В целом мы обнаруживаем, что, когда ужасы жизни начинают перевешивать собою ужасы смерти, человек полагает своей жизни конец. Однако последние все же являются при этом значительным препятствием: они – как бы сторожа, стоящие при выходе. Нет, может быть, ни одного человека, который в известный момент не оборвал бы своего существования, если бы такой конец действительно имел характер чисто отрицательный, действительно был одним только мгновенным прекращением существования. Но в нем есть и нечто положительное, а именно – разрушение тела. Оно-то и устрашает, так как тело как раз и есть проявление воли к жизни.
Тем не менее борьба со сторожами, охраняющими выход, обыкновенно не так трудна, как это кажется нам издали, и именно – вследствие антагонизма между страданиями духовными и физическими.
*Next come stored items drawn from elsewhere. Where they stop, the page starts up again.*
PR #4796, opened 2024-01-26
fix: disable updatesitemaps again

jcschaff:
see #4795 - redoing previous PR to disable Update Site Maps prior to release (chicken or egg problem) - broken production site breaks UpdateSiteMaps action, so can't fix production site.


AlexPatrie (approved):
Nice! Just as per what we discussed.

PR #4798, opened 2024-01-29
fix: look for reports.h5 in both contents and outputs S3 paths

jcschaff:
- some datasets only have the simulation results in `files.biosimulations.dev/simulations/{run_id}/contents`, others have it only in `files.biosimulations.dev/simulations/{run_id}/outputs`, some have reports.h5 in both locations.  simdata-api should be able to support both conventions.
- renamed path for simdata-api from data.biosimulations.dev to simdata.api.biosimulations.dev for symmetry with other secondary services (e.g. combine-api).  Was temporarily named data.biosimulations.dev to reuse networking from hsds service which was recently replaced.
- fixed root logger configuration in simdata-api so that INFO and above will be logged - we may revisit in the future after simdata-api becomes more mature.

simulation runs which stored their reports.h5 in 'outputs' subdirectory were not supported.

altered unit testing in simdata-api to verify simulation data support for both 'contents' and 'outputs' subdirectories.

### DIFF
--- a/apps/simdata-api/simdata_api/datastore.py
+++ b/apps/simdata-api/simdata_api/datastore.py
@@ -16,11 +16,13 @@ from simdata_api.internal.tensorstore_utils import write_ts_metadata_root, write
 
 logger = logging.getLogger(__name__)
 
+STORE_DIR_NAME = "store"
+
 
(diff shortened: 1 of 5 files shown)


mpw6 (approved):
approved per request from Jim

mpw6 (approved):

mpw6 (approved):

mpw6 (approved):

PR #4804, opened 2024-03-21
feat: add simulation edit functionality to dispatch component within platform

### LINKED ISSUE #4753: 🐛:  'run' page doesn't allow steady state substitutions
### Location

runBiosimulations

### What happened?

There is now a mechanism in KiSAO (and libkisao) to allow steady state algorithm substitutions that did not use to exist.  Any simulator using the latest libkisao can now run a SED-ML file with one steadystate algorithm requested, and use a different one instead.

However, the front end (https://run.biosimulations.org/runs/new) doesn't know that, and requires a strict match to populate the 'simulation tool' list.  It also needs to be hooked up to the new libkisao rules (I assume?) to allow substitutions to be made.

The API runs things just fine, and performs no checks on what simulation tool can be used with what SED-ML algorithm.  See, for example:

https://run.biosimulations.org/runs/64e531906501296249684a11

which is a tellurium run of biomodel 498.  If I hit 'rerun':

https://run.biosimulations.org/runs/new?projectUrl=https:%2F%2Fapi.biosimulations.org%2Fruns%2F64e531906501296249684a11%2Fdownload&simulator=tellurium&simulatorVersion=2.2.8&runName=BIOMD0000000498%20(rerun)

Ведь когда мы очень тяжело или долго страдаем телесно, мы становимся равнодушны ко всякому другому горю; мы желаем только выздоровления. Точно так же и сильные нравственные страдания делают нас нечувствительными к страданиям физическим; мы презираем их, мало того, если они вдруг получают перевес, это нам даже приятно, как отвлечение, как пауза в страдании нравственном. Это-то и облегчает самоубийство: в глазах человека, мучимого тяжелым нравственным страданием, связанное с самоубийством физическое страдание теряет всякое значение. Особенно ясно это видно на тех людях, у которых влечение к самоубийству вытекает из чисто болезненного, глубоко мрачного настроения. Таким людям самоубийство вовсе не стоит внутренней борьбы; им нет надобности собираться для него с духом. Достаточно приставленному к ним надсмотрщику оставить их на две минуты – и счеты их с жизнью покончены.
Когда мы видим тяжелый, страшный сон и наша тоска достигает высшей степени, она сама же доводит нас до пробуждения, с которым исчезают и все чудища ночи. То же самое происходит и в жизненном сне, когда высшая степень тоски заставляет нас прервать его.
Самоубийство может также рассматриваться как эксперимент, как вопрос, который человек ставит своей природе и на который он хочет вырвать у нее ответ, а именно: какой перемене подвергаются бытие человека и его познание с наступлением смерти? Но это – дурно придуманный эксперимент, потому что он уничтожает тождественность того сознания, которое должно бы было получить ответ.